Records drawn from a dataset:
══════

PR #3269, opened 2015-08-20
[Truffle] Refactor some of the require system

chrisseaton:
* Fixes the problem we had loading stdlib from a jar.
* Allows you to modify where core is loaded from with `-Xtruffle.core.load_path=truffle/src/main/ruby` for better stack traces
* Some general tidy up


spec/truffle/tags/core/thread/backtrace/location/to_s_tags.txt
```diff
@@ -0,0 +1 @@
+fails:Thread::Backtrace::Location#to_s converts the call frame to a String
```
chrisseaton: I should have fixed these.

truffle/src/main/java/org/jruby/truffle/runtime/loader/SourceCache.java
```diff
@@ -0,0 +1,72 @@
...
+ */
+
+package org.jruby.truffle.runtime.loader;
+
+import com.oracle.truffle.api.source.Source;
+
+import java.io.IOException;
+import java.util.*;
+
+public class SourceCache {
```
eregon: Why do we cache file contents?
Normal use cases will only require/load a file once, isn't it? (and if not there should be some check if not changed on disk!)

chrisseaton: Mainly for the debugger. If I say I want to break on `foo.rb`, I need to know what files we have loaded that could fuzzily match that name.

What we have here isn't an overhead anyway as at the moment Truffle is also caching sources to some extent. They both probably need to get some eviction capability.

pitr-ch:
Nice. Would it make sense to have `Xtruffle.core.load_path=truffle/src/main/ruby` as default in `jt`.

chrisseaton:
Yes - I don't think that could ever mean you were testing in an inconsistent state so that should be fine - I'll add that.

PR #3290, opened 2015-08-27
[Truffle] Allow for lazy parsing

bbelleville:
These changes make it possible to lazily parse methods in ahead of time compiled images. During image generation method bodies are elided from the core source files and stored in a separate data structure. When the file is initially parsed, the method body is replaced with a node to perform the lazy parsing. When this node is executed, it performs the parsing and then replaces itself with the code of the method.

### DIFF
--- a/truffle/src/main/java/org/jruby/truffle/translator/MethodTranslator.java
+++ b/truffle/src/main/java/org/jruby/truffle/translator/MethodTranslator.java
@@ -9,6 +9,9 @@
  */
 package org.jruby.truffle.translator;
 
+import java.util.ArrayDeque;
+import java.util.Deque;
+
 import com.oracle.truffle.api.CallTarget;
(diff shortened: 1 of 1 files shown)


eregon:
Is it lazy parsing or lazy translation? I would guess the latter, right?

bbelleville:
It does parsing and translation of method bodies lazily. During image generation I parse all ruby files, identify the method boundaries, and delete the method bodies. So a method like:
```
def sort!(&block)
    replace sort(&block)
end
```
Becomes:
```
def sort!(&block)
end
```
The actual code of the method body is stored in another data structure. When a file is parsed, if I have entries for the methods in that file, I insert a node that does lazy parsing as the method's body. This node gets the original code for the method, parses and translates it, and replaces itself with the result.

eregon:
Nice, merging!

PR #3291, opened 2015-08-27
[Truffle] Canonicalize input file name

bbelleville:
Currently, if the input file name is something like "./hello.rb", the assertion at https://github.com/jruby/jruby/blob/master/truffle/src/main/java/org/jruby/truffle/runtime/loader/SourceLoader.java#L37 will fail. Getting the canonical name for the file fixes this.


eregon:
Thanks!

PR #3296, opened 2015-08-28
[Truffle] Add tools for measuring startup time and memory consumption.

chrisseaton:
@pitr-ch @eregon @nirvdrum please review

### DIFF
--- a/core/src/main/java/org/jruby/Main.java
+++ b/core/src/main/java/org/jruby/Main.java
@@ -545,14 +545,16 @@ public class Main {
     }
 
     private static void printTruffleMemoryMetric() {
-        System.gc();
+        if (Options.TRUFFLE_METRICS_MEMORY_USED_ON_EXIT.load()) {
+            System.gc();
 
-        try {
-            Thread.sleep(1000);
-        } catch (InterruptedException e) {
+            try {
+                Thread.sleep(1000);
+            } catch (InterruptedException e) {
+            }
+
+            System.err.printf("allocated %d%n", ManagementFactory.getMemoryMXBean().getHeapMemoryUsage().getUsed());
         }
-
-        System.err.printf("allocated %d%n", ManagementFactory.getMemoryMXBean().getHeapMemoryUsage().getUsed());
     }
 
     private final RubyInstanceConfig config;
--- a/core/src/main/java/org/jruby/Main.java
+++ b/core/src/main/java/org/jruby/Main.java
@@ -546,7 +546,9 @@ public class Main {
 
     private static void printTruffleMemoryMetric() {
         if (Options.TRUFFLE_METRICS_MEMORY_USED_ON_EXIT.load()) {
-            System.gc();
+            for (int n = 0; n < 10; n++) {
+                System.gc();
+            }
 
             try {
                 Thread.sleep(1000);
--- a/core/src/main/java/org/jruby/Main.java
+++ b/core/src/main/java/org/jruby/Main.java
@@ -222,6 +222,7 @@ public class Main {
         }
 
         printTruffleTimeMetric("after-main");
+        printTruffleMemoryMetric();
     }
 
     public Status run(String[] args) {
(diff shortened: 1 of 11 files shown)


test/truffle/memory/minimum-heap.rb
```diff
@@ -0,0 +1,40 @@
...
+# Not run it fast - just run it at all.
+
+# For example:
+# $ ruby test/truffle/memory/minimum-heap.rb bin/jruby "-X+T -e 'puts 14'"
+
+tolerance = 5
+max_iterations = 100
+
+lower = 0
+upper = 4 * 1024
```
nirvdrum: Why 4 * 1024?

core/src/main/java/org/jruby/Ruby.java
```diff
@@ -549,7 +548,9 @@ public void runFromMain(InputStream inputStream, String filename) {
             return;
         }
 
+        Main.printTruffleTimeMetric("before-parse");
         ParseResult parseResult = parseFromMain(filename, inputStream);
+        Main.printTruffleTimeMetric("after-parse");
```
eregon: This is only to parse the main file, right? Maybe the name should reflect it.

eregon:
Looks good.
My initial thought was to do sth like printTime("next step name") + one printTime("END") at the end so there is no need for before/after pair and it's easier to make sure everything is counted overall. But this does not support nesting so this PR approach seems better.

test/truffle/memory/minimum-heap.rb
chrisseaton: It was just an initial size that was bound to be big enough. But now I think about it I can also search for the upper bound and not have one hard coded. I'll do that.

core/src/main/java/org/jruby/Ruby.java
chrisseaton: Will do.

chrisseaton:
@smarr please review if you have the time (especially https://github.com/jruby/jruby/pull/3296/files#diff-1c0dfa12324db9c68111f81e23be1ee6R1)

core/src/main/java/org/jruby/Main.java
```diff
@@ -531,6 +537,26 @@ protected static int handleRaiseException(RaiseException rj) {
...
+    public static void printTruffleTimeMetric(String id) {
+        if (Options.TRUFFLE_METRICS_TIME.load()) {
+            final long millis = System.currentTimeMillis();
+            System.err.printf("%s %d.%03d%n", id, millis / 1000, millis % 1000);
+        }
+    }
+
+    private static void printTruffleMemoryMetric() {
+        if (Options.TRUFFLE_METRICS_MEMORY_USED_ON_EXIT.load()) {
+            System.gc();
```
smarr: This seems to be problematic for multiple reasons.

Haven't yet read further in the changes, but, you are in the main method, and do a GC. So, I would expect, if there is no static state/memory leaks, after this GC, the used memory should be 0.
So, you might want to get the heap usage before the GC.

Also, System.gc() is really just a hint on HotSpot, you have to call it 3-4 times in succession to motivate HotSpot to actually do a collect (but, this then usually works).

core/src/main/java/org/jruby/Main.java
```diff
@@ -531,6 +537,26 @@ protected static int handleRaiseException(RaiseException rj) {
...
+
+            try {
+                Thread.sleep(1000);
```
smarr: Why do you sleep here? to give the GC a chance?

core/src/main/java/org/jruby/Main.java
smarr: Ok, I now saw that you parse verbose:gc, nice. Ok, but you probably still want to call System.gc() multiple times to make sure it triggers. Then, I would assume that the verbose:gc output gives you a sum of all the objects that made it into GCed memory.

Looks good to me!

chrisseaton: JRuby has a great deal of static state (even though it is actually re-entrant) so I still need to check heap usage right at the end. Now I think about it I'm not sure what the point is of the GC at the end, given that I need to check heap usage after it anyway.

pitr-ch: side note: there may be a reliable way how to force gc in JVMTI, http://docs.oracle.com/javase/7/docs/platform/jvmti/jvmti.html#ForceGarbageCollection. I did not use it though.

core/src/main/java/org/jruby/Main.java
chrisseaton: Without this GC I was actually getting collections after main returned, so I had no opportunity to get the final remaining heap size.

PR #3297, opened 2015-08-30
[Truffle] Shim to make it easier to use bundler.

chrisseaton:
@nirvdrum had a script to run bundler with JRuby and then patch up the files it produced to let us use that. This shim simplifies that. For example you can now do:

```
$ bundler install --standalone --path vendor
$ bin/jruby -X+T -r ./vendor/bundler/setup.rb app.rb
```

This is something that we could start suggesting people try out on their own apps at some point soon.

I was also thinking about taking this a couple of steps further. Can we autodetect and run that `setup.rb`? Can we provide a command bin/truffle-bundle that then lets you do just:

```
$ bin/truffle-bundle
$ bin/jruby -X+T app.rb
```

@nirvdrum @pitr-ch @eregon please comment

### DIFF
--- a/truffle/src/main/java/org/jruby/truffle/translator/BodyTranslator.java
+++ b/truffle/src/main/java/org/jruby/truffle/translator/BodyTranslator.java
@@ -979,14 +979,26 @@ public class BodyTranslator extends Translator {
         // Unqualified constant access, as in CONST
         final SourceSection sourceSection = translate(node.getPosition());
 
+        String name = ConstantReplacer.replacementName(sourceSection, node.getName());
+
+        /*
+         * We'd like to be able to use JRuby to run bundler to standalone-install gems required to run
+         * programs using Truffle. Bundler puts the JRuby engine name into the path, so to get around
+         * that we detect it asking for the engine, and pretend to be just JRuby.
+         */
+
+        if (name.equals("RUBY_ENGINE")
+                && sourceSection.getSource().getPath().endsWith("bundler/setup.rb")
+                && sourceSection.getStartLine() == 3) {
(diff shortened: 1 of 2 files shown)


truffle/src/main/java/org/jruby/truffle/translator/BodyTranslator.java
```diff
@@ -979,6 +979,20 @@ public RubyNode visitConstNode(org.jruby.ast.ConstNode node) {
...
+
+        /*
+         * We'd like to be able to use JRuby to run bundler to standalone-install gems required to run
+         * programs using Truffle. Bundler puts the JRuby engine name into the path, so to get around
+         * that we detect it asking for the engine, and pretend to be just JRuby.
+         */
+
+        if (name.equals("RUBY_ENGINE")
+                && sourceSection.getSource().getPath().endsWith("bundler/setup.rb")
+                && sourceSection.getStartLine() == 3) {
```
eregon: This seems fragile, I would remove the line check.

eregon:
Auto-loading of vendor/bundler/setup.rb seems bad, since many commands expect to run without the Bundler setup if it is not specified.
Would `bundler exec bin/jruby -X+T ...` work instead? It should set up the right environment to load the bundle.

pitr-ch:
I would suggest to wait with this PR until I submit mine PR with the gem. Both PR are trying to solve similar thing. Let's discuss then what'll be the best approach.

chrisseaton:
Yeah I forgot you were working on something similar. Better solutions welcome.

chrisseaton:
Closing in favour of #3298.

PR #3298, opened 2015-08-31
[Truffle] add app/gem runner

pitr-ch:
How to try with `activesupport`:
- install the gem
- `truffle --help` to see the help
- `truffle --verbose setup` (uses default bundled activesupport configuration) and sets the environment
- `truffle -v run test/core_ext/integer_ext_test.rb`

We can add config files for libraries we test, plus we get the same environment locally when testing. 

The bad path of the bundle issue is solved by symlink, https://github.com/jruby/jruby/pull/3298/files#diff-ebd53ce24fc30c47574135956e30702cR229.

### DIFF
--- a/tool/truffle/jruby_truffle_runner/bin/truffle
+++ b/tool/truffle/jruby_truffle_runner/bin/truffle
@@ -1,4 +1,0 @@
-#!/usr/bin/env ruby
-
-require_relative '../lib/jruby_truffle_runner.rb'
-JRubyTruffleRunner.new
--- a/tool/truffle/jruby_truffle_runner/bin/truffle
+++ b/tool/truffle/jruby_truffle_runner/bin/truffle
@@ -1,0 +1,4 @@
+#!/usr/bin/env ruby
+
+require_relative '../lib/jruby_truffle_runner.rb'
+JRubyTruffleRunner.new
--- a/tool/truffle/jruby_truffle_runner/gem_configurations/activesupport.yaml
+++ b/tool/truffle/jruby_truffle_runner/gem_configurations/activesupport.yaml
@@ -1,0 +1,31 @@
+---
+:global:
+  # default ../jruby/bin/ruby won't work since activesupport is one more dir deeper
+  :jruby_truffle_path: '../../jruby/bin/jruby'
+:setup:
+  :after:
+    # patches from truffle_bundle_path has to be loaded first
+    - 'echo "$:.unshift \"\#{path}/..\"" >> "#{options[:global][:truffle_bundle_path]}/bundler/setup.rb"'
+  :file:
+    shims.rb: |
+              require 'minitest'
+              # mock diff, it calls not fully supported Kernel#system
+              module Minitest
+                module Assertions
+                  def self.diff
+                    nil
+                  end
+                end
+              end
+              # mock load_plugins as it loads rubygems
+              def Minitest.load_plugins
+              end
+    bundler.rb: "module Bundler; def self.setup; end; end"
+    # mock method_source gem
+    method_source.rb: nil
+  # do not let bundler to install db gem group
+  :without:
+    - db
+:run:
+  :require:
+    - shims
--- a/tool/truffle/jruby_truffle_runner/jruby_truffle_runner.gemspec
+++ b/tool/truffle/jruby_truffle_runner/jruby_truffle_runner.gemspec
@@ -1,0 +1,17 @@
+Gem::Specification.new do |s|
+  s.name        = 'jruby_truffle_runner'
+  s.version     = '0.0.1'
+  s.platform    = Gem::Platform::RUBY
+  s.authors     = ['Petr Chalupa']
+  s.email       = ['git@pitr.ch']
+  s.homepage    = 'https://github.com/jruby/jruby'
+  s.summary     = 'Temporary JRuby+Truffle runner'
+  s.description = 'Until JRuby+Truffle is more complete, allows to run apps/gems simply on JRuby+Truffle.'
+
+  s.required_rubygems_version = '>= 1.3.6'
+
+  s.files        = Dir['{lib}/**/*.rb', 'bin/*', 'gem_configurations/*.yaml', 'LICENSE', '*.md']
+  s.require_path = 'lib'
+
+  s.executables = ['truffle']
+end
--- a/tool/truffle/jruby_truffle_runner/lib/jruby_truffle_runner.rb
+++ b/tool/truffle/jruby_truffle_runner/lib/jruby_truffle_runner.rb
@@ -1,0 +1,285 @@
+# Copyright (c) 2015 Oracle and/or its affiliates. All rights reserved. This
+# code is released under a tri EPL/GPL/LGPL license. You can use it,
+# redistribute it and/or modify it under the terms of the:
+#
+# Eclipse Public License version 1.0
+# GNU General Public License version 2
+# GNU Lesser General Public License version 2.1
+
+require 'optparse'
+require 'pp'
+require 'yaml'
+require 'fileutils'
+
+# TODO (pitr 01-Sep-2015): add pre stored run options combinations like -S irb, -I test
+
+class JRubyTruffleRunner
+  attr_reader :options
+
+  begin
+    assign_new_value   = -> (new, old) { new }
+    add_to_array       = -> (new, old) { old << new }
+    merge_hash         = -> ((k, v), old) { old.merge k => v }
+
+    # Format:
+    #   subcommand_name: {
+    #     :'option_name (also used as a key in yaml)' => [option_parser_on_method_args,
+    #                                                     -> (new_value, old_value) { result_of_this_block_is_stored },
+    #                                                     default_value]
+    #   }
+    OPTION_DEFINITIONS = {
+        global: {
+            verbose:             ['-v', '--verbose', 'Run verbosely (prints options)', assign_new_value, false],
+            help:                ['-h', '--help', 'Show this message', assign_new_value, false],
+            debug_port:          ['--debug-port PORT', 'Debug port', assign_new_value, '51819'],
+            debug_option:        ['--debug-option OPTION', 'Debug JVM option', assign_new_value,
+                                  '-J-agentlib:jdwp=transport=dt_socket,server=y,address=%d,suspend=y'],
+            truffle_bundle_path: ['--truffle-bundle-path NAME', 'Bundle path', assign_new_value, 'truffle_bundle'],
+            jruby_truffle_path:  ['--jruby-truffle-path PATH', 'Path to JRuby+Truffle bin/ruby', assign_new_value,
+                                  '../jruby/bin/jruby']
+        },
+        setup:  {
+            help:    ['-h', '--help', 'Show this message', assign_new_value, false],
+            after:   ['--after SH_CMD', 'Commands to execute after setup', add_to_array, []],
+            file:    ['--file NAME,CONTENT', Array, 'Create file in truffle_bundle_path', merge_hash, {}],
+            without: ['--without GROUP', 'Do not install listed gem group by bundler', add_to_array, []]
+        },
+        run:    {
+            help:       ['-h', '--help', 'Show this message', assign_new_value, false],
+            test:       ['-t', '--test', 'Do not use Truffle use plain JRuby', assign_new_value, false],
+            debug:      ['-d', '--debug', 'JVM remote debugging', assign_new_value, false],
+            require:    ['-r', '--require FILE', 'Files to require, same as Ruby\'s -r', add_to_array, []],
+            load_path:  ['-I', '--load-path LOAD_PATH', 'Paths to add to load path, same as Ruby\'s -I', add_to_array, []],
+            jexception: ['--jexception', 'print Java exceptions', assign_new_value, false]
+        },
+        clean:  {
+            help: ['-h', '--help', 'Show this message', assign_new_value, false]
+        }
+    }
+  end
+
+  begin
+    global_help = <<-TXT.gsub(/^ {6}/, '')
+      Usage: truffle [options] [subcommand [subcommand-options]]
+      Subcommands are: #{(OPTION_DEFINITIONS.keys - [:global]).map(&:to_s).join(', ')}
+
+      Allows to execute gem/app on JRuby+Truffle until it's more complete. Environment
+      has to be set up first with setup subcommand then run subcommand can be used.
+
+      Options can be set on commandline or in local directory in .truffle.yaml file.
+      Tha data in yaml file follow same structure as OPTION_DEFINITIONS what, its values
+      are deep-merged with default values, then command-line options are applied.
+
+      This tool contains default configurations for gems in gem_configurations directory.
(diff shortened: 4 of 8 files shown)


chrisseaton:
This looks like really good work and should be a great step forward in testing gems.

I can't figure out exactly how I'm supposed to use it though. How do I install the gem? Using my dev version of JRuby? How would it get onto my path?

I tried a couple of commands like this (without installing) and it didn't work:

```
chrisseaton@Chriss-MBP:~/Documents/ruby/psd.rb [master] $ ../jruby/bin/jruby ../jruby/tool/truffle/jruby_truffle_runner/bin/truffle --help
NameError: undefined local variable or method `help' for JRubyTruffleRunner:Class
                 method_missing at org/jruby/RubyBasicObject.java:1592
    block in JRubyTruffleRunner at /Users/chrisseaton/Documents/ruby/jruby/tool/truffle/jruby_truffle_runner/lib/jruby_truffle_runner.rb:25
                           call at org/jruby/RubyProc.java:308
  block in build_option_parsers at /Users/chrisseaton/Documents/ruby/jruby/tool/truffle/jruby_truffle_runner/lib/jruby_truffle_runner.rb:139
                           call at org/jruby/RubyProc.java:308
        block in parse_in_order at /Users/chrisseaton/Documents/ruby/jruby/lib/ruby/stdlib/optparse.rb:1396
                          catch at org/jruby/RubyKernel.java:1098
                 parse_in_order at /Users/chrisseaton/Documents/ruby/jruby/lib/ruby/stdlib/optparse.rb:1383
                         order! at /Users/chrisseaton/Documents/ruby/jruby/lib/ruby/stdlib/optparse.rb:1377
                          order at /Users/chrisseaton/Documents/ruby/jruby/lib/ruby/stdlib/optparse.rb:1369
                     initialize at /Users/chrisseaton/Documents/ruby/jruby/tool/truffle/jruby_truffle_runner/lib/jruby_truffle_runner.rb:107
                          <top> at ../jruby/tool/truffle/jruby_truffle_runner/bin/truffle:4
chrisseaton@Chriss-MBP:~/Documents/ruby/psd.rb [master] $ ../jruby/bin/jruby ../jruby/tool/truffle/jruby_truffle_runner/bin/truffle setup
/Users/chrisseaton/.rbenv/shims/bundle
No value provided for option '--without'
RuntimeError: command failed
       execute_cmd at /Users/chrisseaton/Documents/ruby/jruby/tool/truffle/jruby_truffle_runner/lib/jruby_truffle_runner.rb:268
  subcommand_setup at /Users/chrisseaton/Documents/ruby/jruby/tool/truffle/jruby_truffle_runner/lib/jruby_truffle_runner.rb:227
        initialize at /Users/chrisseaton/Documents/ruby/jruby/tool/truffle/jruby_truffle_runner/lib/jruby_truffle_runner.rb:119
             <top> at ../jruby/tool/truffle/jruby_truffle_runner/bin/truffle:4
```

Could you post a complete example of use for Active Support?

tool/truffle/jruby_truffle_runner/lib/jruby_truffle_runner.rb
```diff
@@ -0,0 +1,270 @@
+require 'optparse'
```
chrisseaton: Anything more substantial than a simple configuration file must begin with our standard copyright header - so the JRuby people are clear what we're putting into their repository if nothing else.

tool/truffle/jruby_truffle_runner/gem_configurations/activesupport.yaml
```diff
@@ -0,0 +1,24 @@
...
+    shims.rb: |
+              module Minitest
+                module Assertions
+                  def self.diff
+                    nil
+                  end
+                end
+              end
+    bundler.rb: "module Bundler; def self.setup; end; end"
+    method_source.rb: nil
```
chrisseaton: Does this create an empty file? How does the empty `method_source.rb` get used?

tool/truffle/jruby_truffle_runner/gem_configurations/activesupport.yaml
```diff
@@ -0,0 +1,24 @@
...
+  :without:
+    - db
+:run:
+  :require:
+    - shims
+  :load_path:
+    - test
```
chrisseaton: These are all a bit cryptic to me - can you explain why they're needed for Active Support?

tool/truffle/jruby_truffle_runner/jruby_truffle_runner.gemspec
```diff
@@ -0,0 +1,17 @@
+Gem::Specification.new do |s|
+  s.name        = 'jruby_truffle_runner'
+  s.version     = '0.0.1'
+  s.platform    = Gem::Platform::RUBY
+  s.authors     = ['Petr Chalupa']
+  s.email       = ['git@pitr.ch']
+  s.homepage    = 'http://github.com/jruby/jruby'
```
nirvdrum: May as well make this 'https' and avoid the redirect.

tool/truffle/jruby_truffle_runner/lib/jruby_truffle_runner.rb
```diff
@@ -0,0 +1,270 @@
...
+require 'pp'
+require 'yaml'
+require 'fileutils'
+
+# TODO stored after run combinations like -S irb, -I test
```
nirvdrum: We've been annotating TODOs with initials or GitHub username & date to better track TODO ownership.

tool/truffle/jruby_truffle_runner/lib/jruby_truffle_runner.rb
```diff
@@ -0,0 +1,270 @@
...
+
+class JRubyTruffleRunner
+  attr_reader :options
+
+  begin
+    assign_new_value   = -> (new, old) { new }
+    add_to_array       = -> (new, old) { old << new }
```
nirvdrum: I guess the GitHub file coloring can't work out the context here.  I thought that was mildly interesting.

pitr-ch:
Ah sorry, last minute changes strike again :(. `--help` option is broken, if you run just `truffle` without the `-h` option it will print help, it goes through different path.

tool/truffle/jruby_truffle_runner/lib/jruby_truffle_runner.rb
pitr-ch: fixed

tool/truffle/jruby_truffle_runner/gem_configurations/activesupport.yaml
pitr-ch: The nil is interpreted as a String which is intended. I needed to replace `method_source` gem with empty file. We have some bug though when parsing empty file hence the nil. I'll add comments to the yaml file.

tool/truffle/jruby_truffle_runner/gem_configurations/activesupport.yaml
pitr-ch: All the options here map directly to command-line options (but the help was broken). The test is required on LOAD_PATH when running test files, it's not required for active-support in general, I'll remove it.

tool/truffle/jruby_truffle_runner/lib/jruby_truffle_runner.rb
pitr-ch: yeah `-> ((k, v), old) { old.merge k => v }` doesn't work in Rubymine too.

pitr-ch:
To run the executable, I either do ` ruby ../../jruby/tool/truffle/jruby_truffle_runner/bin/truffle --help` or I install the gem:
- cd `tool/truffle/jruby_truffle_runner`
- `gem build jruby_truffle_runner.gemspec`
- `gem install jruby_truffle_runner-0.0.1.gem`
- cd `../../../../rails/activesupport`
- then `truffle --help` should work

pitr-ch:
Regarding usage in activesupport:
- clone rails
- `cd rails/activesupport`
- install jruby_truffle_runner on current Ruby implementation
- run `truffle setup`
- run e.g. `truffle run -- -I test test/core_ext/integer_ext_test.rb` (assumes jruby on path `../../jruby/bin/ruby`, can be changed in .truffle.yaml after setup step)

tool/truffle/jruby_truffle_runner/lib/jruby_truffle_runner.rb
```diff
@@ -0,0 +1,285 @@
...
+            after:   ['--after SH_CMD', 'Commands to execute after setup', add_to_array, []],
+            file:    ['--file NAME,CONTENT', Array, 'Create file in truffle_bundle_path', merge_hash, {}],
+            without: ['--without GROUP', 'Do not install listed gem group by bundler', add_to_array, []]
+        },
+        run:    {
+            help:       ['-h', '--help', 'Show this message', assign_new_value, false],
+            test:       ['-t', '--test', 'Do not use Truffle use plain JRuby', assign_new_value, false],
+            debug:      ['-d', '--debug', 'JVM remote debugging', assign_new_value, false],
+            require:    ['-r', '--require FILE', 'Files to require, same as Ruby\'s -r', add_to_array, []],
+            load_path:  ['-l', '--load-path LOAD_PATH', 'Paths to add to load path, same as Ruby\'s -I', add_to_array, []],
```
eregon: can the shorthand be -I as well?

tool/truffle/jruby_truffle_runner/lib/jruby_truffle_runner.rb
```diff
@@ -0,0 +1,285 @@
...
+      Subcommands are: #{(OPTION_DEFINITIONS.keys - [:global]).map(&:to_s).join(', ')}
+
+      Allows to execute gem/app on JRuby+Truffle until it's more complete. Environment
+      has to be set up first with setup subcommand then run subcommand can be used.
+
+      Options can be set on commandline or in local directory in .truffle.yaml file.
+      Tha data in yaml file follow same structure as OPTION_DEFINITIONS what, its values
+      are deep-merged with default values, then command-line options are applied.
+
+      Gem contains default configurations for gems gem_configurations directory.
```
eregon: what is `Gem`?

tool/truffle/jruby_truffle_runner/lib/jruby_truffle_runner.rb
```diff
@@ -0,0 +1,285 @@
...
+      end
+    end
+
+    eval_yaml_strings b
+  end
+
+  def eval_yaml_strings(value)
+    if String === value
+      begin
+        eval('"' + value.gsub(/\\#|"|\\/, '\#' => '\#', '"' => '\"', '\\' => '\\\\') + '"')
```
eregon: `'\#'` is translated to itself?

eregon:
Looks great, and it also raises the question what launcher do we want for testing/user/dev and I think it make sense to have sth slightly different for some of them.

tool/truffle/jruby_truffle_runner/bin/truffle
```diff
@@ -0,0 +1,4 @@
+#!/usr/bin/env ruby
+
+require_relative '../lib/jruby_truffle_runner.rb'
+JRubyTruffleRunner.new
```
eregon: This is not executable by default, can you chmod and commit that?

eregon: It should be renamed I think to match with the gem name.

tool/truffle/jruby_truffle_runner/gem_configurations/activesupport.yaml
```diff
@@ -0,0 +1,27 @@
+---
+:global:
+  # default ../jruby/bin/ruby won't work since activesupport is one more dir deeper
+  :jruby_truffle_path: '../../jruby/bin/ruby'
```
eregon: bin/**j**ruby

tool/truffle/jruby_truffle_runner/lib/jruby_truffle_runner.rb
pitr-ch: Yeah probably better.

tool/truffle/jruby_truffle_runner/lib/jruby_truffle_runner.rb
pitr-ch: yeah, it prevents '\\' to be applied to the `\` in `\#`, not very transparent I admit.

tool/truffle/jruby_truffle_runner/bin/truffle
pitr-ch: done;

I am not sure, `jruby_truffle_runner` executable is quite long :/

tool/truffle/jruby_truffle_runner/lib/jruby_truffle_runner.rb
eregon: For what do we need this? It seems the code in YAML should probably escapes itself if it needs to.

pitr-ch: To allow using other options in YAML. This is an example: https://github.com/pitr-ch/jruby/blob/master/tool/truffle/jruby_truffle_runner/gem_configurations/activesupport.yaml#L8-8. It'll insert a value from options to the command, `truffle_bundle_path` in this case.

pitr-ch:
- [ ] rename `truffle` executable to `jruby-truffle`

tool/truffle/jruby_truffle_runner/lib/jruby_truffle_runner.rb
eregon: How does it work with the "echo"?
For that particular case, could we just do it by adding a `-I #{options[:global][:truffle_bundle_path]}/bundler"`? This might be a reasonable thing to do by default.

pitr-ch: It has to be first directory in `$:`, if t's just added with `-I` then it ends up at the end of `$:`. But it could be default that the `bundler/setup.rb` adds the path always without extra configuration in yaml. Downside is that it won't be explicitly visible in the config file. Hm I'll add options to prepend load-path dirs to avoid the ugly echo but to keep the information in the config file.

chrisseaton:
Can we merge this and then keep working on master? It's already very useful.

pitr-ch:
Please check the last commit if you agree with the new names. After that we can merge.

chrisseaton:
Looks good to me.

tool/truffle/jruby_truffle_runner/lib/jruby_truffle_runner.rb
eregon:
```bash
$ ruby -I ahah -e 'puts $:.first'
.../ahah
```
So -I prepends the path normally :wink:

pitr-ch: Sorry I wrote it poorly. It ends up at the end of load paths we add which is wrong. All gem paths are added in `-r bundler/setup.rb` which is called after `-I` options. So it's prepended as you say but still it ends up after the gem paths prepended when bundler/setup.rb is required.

══════

Work item:
Please print verbatim each line from the first line of the entries above to the line that contains "eregon: Why do we cache file contents?", inclusive, and nothing more.

Expected answer:
PR #3269, opened 2015-08-20
[Truffle] Refactor some of the require system

chrisseaton:
* Fixes the problem we had loading stdlib from a jar.
* Allows you to modify where core is loaded from with `-Xtruffle.core.load_path=truffle/src/main/ruby` for better stack traces
* Some general tidy up


spec/truffle/tags/core/thread/backtrace/location/to_s_tags.txt
```diff
@@ -0,0 +1 @@
+fails:Thread::Backtrace::Location#to_s converts the call frame to a String
```
chrisseaton: I should have fixed these.

truffle/src/main/java/org/jruby/truffle/runtime/loader/SourceCache.java
```diff
@@ -0,0 +1,72 @@
...
+ */
+
+package org.jruby.truffle.runtime.loader;
+
+import com.oracle.truffle.api.source.Source;
+
+import java.io.IOException;
+import java.util.*;
+
+public class SourceCache {
```
eregon: Why do we cache file contents?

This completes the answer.